Foot Drop After Stroke: Is the Problem in Plantar Flexors or Dorsiflexors?

Foot Drop After Stroke: Is the Problem in Plantar Flexors or Dorsiflexors?

Those of us who help people recovering from stroke relearn to walk are always thinking about foot clearance during the swing phase of gait.

We always have to think about safety and we are fearful that foot drop will cause these individuals to drag their toes and perhaps fall while walking. This is the last thing we want! As a result, we focus on the most obvious problem (the foot clearance issue) and often make decisions about bracing without regard to the bigger picture – the long-term recovery of the patient.

When we make the decision to put a rigid orthosis on a patient, such as a solid-ankle foot orthosis (AFO), we certainly fix the supposed foot drop. However, we often not only immobilize the ankle, which limits the ankle from moving into normal range of motions, we unfortunately also promote atrophy of the plantar flexors.

Are Plantar Flexors or Dorsiflexors at Fault?

There is a growing amount of evidence that the plantar flexors– NOT the dorsiflexors – are the bigger problem after stroke.

We are just starting to understand the role of the plantar flexors in gait after stroke. For example, we know now that knee hyperextension –  a common problem after stroke – is primarily the result of weakness in the plantar flexors!1 We used to think that this problem was caused by spasticity in the plantar flexors or weakness in the quadriceps but it turns out that it is WEAKNESS in the calf!

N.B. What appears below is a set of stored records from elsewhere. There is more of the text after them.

PR #116, opened 2026-04-22
[Gemm] Add tile_K parameter and enable 2CTA for tile_m=128

wangyang59:
Add tile_K parameter to gemm() API so callers can set the K tile size (BK) via config instead of relying on the default. When tile_K > 0, it is passed to GemmSm100 to compute mma_inst_tile_k = tile_K / mma_inst_K.

Also enable use_2cta_instrs for tile_m=128. The hardware supports 2CTA for tile_m in {128, 256} but quack only enabled it for tile_m=256. This doubles CTA count for M<=256 shapes, improving SM utilization.

### DIFF
--- a/quack/__init__.py
+++ b/quack/__init__.py
@@ -2,10 +2,17 @@ __version__ = "0.3.11"
 
 import os
 
-from quack.rmsnorm import rmsnorm
-from quack.softmax import softmax
-from quack.cross_entropy import cross_entropy
-from quack.rounding import RoundingMode
+# NVIDIA/cutlass#3161: fix duplicate .text section flags in CuTeDSL-emitted .o
+# files before anything else imports / compiles. Must run before the first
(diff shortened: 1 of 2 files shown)


quack/gemm.py
```diff
@@ -149,6 +149,7 @@ def gemm(
     tile_N: int,
     cluster_M: int,
     cluster_N: int,
+    tile_K: int = 0,
```
thakkarV: make the default None instead of 0?

thakkarV: also, we should add this symmetrically to other GEMM APIs too in case they support tile M and N already

Pranshu-Bahadur:
@wangyang59 Thank you so much! you were right, M=128 2CTA bf16 is legit, I am assuming N is split in multiples of 8 across the 2CTAs which means only 1 CTA needs to have 128xK in tmem right?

What is Foot Drop, Really?

Even more interesting, there is even a question about whether or not people with stroke actually have foot drop like we assume that they do.

One group of researchers asked the question if limb clearance problems after stroke are the result of dorsiflexion weakness (i.e. foot drop) or if there is another mechanism at work.2 Using very sophisticated methods, they found that dorsiflexion may not be the primary problem. Instead, plantar flexion weakness is a large contributor to limitations in knee flexion and secondarily hip flexion, which negatively impacts the swing phase of gait.

The result is that the weakness in the calf secondarily results in foot clearance problems. Who knew?

Focus Interventions on Plantar Flexors

The bottom line is that if we want to improve walking in people with stroke we may want to focus our efforts on the plantar flexors, not the dorsiflexors.

Allen et al.3 concluded that plantar flexor coordination (i.e. symmetry of forward propulsion when walking) is an indicator of recovery after stroke. People that failed to achieve this symmetry were classified as persons who had “compensated” after stroke as opposed to recovered.

In light of what we understand about neuroplasticity4, we are always interested in promoting recovery, when possible, rather than compensation.

References
  1. Cooper A, Alghamdi GA, Alghamdi MA, Altowaijri A, Richardson S. The relationship of lower limb muscle strength and knee joint hyperextension during the stance phase of gait in hemiparetic stroke patients. Physiotherapy research international : the journal for researchers and clinicians in physical therapy. Sep 2012;17(3):150-156.
  2. Little VL, McGuirk TE, Patten C. Impaired limb shortening following stroke: what's in a name? PloS one. 2014;9(10):e110140.
  3. Allen JL, Kautz SA, Neptune RR. Forward propulsion asymmetry is indicative of changes in plantarflexor coordination during walking in individuals with post-stroke hemiparesis. Clinical biomechanics. Aug 2014;29(7):780-786.
  4. Kleim JA, Jones TA. Principles of experience-dependent neural plasticity: implications for rehabilitation after brain damage. Journal of speech, language, and hearing research : JSLHR. Feb 2008;51(1):S225-239.